Festival organisers have curated seven standout performances that encapsulate the season’s preoccupations. Among them is *Toxic Fathers*, a Czech-language piece probing paternal legacy; *Engaged Seniors*, a Polish co-production on activism in later life; and *Men of Tomorrow*, a devised work from Berlin questioning masculinity in 2026. The programme also spotlights women directors fighting for creative space, including Prague-based collective *Scena 21*, whose new play *No Backstage* premieres on 21 June. Football, too, has entered the theatrical arena: *Offside* by Bratislava’s *Divadlo Aréna* reimagines stadium chants as choral verse, opening on 20 June.
Meanwhile, across the continent, Sophie Marceau returns to the screen in *LOL 2.0*, a sequel to the 2008 teen comedy that launched a franchise.

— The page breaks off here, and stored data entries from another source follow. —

PR #16, opened 2019-08-29
ENH: Multi state FBs

ZLLentz:
The goal is to have something that maps nicely onto the old EPICS IOCs and have a consistent way of doing these multi-state things so the IOCs all look the same. This isn't priority to merge or to get into any projects, but I'd like to move state devices in a more uniform direction.

I'm not planning to merge this yet, but I'm putting up the PR.


ZLLentz:
closed in favor of #31

PR #17, opened 2019-09-03
MNT: Some cleanup and reorganization

ZLLentz:
Quickly moving things around e.g. putting gantry stuff in it's own folder, etc.


ZLLentz:
Dropping the `.tmc` was not intentional. I suspect it will come back next time the library is built...

PR #22, opened 2019-10-11
MNT: Add docstrings and pragmas to DUT_MotionStage

ZLLentz:
Added a pytmc pragma to every variable. Moved and edited the docstrings
for clarity and consistency, and so that TwinCAT will pick them up when
viewing the struct online.

### DIFF
--- a/lcls-twincat-motion/Library/DUTs/DUT_MotionStage.TcDUT
+++ b/lcls-twincat-motion/Library/DUTs/DUT_MotionStage.TcDUT
@@ -9,31 +9,31 @@ STRUCT
 	Axis: AXIS_REF;
 	// NC Forward Limit Switch: TRUE if ok to move
 	{attribute 'pytmc': '
-		pv: IO:ENA:FWD
+		pv: PLC:bLimitForwardEnable
 		io: i
 	'}
 	bLimitForwardEnable AT %I*: BOOL;
 	// NC Backward Limit Switch: TRUE if ok to move
 	{attribute 'pytmc': '
-		pv: IO:ENA:BWD
+		pv: PLC:bLimitBackwardEnable
 		io: i
 	'}
 	bLimitBackwardEnable AT %I*: BOOL;
 	// NO Home Switch: TRUE if at home
 	{attribute 'pytmc': '
-		pv: IO:HOME
+		pv: PLC:bHome
 		io: i
 	'}
 	bHome AT %I*: BOOL;
 	// NC Brake Output: TRUE to release brake
 	{attribute 'pytmc': '
-		pv: IO:BRAKE
+		pv: PLC:bBrakeRelease
 		io: i
 	'}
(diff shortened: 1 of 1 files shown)


ZLLentz:
Accepting all opinions about what the PV names should actually be. A lot of these may be useful for debugging later.

lcls-twincat-motion/Library/DUTs/DUT_MotionStage.TcDUT
```diff
@@ -1,59 +1,224 @@
...
     <Declaration><![CDATA[TYPE DUT_MotionStage :
 STRUCT
-	// Hardware
+	(* Hardware *)
+	
+	// PLC Axis Reference
 	Axis: AXIS_REF;
+	// NC Forward Limit Switch: TRUE if ok to move
+	{attribute 'pytmc': '
+		pv: IO:ENA:FWD
```
klauer: Just an observation: the final suffix is uppercase in these, but camelcase in the settings section.

lcls-twincat-motion/Library/DUTs/DUT_MotionStage.TcDUT
```diff
@@ -1,59 +1,224 @@
...
+		pv: GANTRY:ENA:BWD
+		io: i
+	'}
+	bGantryBackwardEnable: BOOL:=FALSE;
 	
-	// Settings
+	(* Settings *)
+	// Change to FALSE if MC_POWER is somewhere else in the project
+	{attribute 'pytmc': '
+		pv: SETTING:bPowerSelf
```
klauer: I like that these reflect the actual variable names in the PLC program.

ZLLentz: I'm wondering if I should go back through and match them all up to the PLC variables with no effort put in to make "normal looking" PVs. In some sense these are all "debug" PVs that don't need to be user-facing in any capacity, so making it obvious where they match up inside the PLC is a positive. In my first run-through I was imagining using some of these in a user-facing way (not that users see PV names... usually)

klauer: Generalizing like this sounds good to me: 
* Categorize with a prefix (`Setting:`, for example, here)
* Use the variable name as-is for the final portion

ZLLentz: I agree, I will change it as you describe.

ZLLentz:
Quick conclusion before I merge this: I settled on the prefix `PLC:` for all of these because it makes it very clear where the values are coming from. These PVs are all intended for debug purposes.

An example PV in the new motion system would be something like `IM3L0:PPM:MMS:Y:PLC:bBrakeRelease_RBV`

Most of these are read-only, but I left a few writable because they may be useful debug points.

PR #24, opened 2019-11-16
API: State PVs and Args

ZLLentz:
Simplify state move permission args into a single `bMoveOk`, redo all the PVs to make them cleaner and more consistent.


ZLLentz:
One other thing I'd like to note here if someone stumbles upon this later:

I decided to make the pragmas all IO, despite us at times not wanting all of them to be writable from EPICS, because having a structure that is sometimes missing PVs makes interfacing difficult on the EPICS side for ophyd and for screens. Later we will find a way to either implement immutable PVs on the PLC side or mark them as non-writable in EPICS in a cohesive way.

PR #27, opened 2019-11-23
FIX: remove pragmas from LINTs

ZLLentz:


klauer:
We could _technically_ bring `LINT`s in with pytmc, but I worry the lossy conversion could lead to confusion:

https://github.com/pcdshub/twincat-ads/blob/24f81b23c52355ea0088bebd509680470e5f24b5/adsApp/src/adsAsynPortDriver.cpp#L3597

ZLLentz:
I think it's ok to require the TwinCAT code to decide how to bring the LINTs down to 32 bit.

PR #29, opened 2019-12-12
ENH: Add a basic Visu for DUT_MotionStage

ZLLentz:
This isn't mature yet, but I've started a twincat visu for DUT_MotionStage. It may be useful for assembly-area checkouts in the future or for local debugging. I'm not going to merge this into the main repo for a while, instead I'm going to iterate the visu inside my PPM and REFL test projects and update back to here occasionally until I think it is sufficiently polished. Feel free to try out this build if you're interested.


ZLLentz:
Also, it's possible that it'd be better to put the Visu into its own Library to avoid interfering with normal operation with library loading/compiling issues, etc., not 100% sure though.

klauer:
I saw this on your computer, but a screenshot here would be nice. 😄 👍

ZLLentz:
image

ZLLentz:
closing in favor of #106 which is closer to being what we want

PR #38, opened 2020-02-15
STY: No tabs or trailing whitespace

ZLLentz:
There was an issue in my last PR where some files have tabs, some files have spaces, and some files have trailing whitespaces. I'd like to address this now before moving forward. I expect that if refined a bit this can be used in other twincat projects as well.

Added `style/check_style.sh` to be run in travis
Added `style/fix_style.sh` to fix the style locally

I'm pushing this first without doing `fix_style.sh` to demonstrate that it fails. Then, I will fix the style, push again, and demonstrate that it succeeds.

closes #38

### DIFF
--- a/.travis.yml
+++ b/.travis.yml
@@ -18,9 +18,18 @@ matrix:
     - name: Documentation building
       python: 3.7
       env: TWINCAT_BUILD_DOCS=1
+    - name: Twincat Style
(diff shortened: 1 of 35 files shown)


ZLLentz:
Forcing the merge through, going back to fix the new pytmc pragma in a separate PR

The German daily *Tagesspiegel* calls the film “a comfort-food update for Generation Z,” while Austria’s *Die Presse* notes the absence of the original’s iconic chicken-dance scene but praises Marceau’s cameo as a grandmother—“an Enkerl,” in Viennese parlance. The sequel, shot in Paris and Marseille, opened in cinemas on 12 June and has already grossed €8.4 million in France alone .

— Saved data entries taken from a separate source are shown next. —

PR #45, opened 2020-02-21
FIX: pragma typos

ZLLentz:
oh `pymtc`


ZLLentz:
Is there any reasonable way to check for this in the linter? I suspect maybe not...

klauer:
Fuzzy check the attribute name? 🤷‍♂

Issue #1919, opened 2017-02-27
launcher: does not run under compact1 profile


fhuberts:
The bnd launcher uses the compact3 profile for its agent (see below).

I'd really like the bnd launcher to run under the compact1 profile.

Would it be possible that the agent part is split off, be an extension/plugin, or that there be different launchers - one with and one without the agent?

```
$ jdeps -P jar/biz.aQute.launcher-3.3.0.jar |grep -vE '(compact1|biz.aQute.launcher-3.3.0.jar|not found)$'
biz.aQute.launcher-3.3.0.jar -> /usr/lib/jvm/java-1.8.0-openjdk-1.8.0.121-1.b14.fc25.x86_64/jre/lib/rt.jar (compact3)
   aQute.launcher (biz.aQute.launcher-3.3.0.jar)
      -> java.lang.instrument                               compact3
   aQute.launcher.agent (biz.aQute.launcher-3.3.0.jar)
      -> java.lang.instrument                               compact3
   aQute.launcher.constants (biz.aQute.launcher-3.3.0.jar)
   aQute.launcher.minifw (biz.aQute.launcher-3.3.0.jar)
   aQute.launcher.plugin (biz.aQute.launcher-3.3.0.jar)
   aQute.launcher.pre (biz.aQute.launcher-3.3.0.jar)
   aQute.lib.collections (biz.aQute.launcher-3.3.0.jar)
   aQute.lib.hex (biz.aQute.launcher-3.3.0.jar)
   aQute.lib.io (biz.aQute.launcher-3.3.0.jar)
   aQute.lib.strings (biz.aQute.launcher-3.3.0.jar)
   aQute.lib.utf8properties (biz.aQute.launcher-3.3.0.jar)
   aQute.libg.cryptography (biz.aQute.launcher-3.3.0.jar)
   aQute.libg.glob (biz.aQute.launcher-3.3.0.jar)
   aQute.libg.tuple (biz.aQute.launcher-3.3.0.jar)
```

bjhargrave:
I think perhaps we just wrap the references to the instrumentation code in `aQute.launcher.Launcher` in a `try/catch(NoClassDefFoundError)` block so that of the Instrumentation class is not present, we just ignore the `LauncherAgent`.

fhuberts:
If so, then make it very clear somewhere that this is done this way, because jdeps will then still hapily indicate compact3

bjhargrave:
[...]

PR #1921, opened 2017-02-27
launcher: Run on compact1 without java.lang.instrument

bjhargrave:
Fixes https://github.com/bndtools/bnd/issues/1919


bjhargrave:
Waiting on confirmation of fix from @fhuberts before merging.

Will also need to document this somewhere too.

fhuberts:
Seems to work for us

Back in the Czech Republic, Liberec’s *Divadlo F. X. Šaldy* has announced its 2026–27 season under the thematic banner *In Temptation*. Twelve premieres and three concerts will explore seduction, power, and moral compromise, including a new adaptation of *Faust* and a circus-theatre hybrid, *Cirkus Humberto*. The season also marks a leadership change: Petr Michálek, former director of municipal theatres in Děčín and Zlín, will succeed Linda Hejlová Keprtová from August.
Elsewhere, a feline stole the show in Izmir, Turkey, when a cat wandered onto the stage during the final ballet of *Romeo and Juliet* at the İzmir State Opera and Ballet. The animal, later identified as a stray named “Capulet,” became an unwitting co-star, prompting a standing ovation and a social-media frenzy under the hashtag #CatJuliet.
From Hradec Králové’s stages to Istanbul’s ballet floors, the performing arts are proving resilient, adaptable, and unexpectedly inclusive—whether through Sophie Marceau’s grand-maternal turn or a stray cat’s impromptu pas de deux.